▸ **PROBLEM**: Look through the data below and return each line where "making" appears.

══════════════════════════════

PR #11577, opened 2025-03-09
docs: Add note about regenerating expected results for integration tests.

### LINKED ISSUE #11576: No mention of build_lang_test in how-to-write-and-run-tests.md
**What**

When working on this [PR](https://github.com/openfoodfacts/openfoodfacts-server/pull/11575). I noticed that even after updating expected results for integration tests (using test-int) locally I was failing integration tests while making PR. 

The problem was that translatable strings ( [% msgctxt %] ) were getting rendered as empty string in expected result files instead of default (i.e from en.po).

Solution is to run `make build_lang_test` before regenerating the expected results, so that language files are rebuild in test environment.

Nothingspecial99:
### What

Added info in docs to avoid failing integration tests in workflow when making changes to .pot, .po files.

- Fixes #11576

### DIFF
--- a/docs/dev/how-to-write-and-run-tests.md
+++ b/docs/dev/how-to-write-and-run-tests.md
@@ -94,6 +94,8 @@ If you made a change that affects stored expected results, you can use:
 
 If you regenerate test results, be sure to check carefully that the changes in your commit are expected.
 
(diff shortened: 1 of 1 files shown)


hangy (approved):

stephanegigandet (approved):
Thanks!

══════════════════════════════

▸ **RESULT FOR THIS EXERCISE**:
When working on this [PR](https://github.com/openfoodfacts/openfoodfacts-server/pull/11575). I noticed that even after updating expected results for integration tests (using test-int) locally I was failing integration tests while making PR. 
Added info in docs to avoid failing integration tests in workflow when making changes to .pot, .po files.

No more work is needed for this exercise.